» **WHAT NEEDS TO BE DONE**
If a line in the entries below contains "auth", copy it.

[Saved data entries]

PR #1530, opened 2022-11-15
feat: public proposals

peterpeterparker:
# Motivation

Make sharing information about proposals easier, more convenient and more user friendly.

Shorten the user journey till vote.

To do so, make public information about proposals in related views public and require user to sign-in to vote or to use features that needs information about users' neurons such as "Show only proposals you can still vote for" and "Proposer modal".

# PRs

- This PR -> #1527 -> `main`

# Changes

- move `proposals.services` to `$public`
- make related query functions use new `current` identity - i.e. either query with signed-in users identity or anonymous
- new `<SignedInOnly />` component that hide totally a `slot` if user is not signed in
- use above component for features that needs neurons or user to be signed-in
- update views to not wait on neurons - spinner etc.-  to display information when user is not signed-in
- new `auth.services` function that returns either the signed-in identity or the anonymous as fallback


frontend/src/lib/components/proposal-detail/ProposalSystemInfoProposerEntry.svelte
```diff
@@ -3,10 +3,16 @@
...
   import VotingHistoryModal from "$lib/modals/neurons/VotingHistoryModal.svelte";
   import { Html, KeyValuePairInfo } from "@dfinity/gix-components";
+  import { isSignedIn } from "$lib/utils/auth.utils";
+  import { authStore } from "$lib/stores/auth.store";
 
   export let proposer: NeuronId | undefined;
 
   let modalOpen = false;
+
+  // For simplicity reason, currently we do not display the proposer details if not signed-in
```
lmuntaner, line 13: Maybe a TODO also to make it clear that we want to support that in the future?

frontend/src/tests/lib/pages/ProposalDetail.spec.ts
```diff
@@ -53,13 +52,10 @@ describe("ProposalDetail", () => {
     proposalIdText: `${mockProposals[0].id}`,
   };
 
-  it("should render loading neurons", async () => {
-    const { getByText } = render(ProposalDetail, props);
-
+  it("should render proposal detail", async () => {
```
lmuntaner, line 55: Do we want a test that the page also renders when not logged in?

frontend/src/tests/lib/services/_public/proposals.services.spec.ts
```diff
@@ -210,18 +208,24 @@ describe("proposals-services", () => {
...
+    it("should list proposals if no identity", async () => {
       const call = async () =>
         await listProposals({
           loadFinished: () => {
             // do nothing here
           },
         });
 
-      await expect(call).rejects.toThrow(Error(mockIdentityErrorMsg));
+      await expect(call).resolves;
```
lmuntaner, line 225: Don't we want to expect `queryProposals` to be called?

frontend/src/tests/lib/services/auth.services.spec.ts
```diff
@@ -144,4 +155,32 @@ describe("auth-services", () => {
       spy.mockClear();
     });
   });
+
+  describe("identity", () => {
```
lmuntaner, line 159: Is this the test for `getCurrentIdentity`?

frontend/src/tests/lib/utils/accounts.utils.spec.ts
```diff
@@ -72,7 +73,7 @@ describe("accounts-utils", () => {
       const subaccount = new Uint8Array(32).fill(0);
       subaccount[31] = 1;
       const account = {
-        owner: Principal.fromText("2vxsx-fae"),
+        owner: new AnonymousIdentity().getPrincipal(),
```
lmuntaner, line 76: Why this change?

lmuntaner (approved):
Just a few questions but already approving. Looks good!

frontend/src/lib/components/proposal-detail/ProposalSystemInfoProposerEntry.svelte
peterpeterparker: Sure.

frontend/src/tests/lib/pages/ProposalDetail.spec.ts
peterpeterparker: Sure, done

frontend/src/tests/lib/services/_public/proposals.services.spec.ts
peterpeterparker: That's covered by existing tests I would say, like "should call the canister to list proposals"

frontend/src/tests/lib/services/auth.services.spec.ts
peterpeterparker: Yep, renamed it

frontend/src/tests/lib/utils/accounts.utils.spec.ts
peterpeterparker: Replace an hardcoded value by it's correct implementation equivalent

lmuntaner: ok, thanks!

» **RESULT OF THE TASK**
- new `auth.services` function that returns either the signed-in identity or the anonymous as fallback
+  import { isSignedIn } from "$lib/utils/auth.utils";
+  import { authStore } from "$lib/stores/auth.store";
frontend/src/tests/lib/services/auth.services.spec.ts
@@ -144,4 +155,32 @@ describe("auth-services", () => {
frontend/src/tests/lib/services/auth.services.spec.ts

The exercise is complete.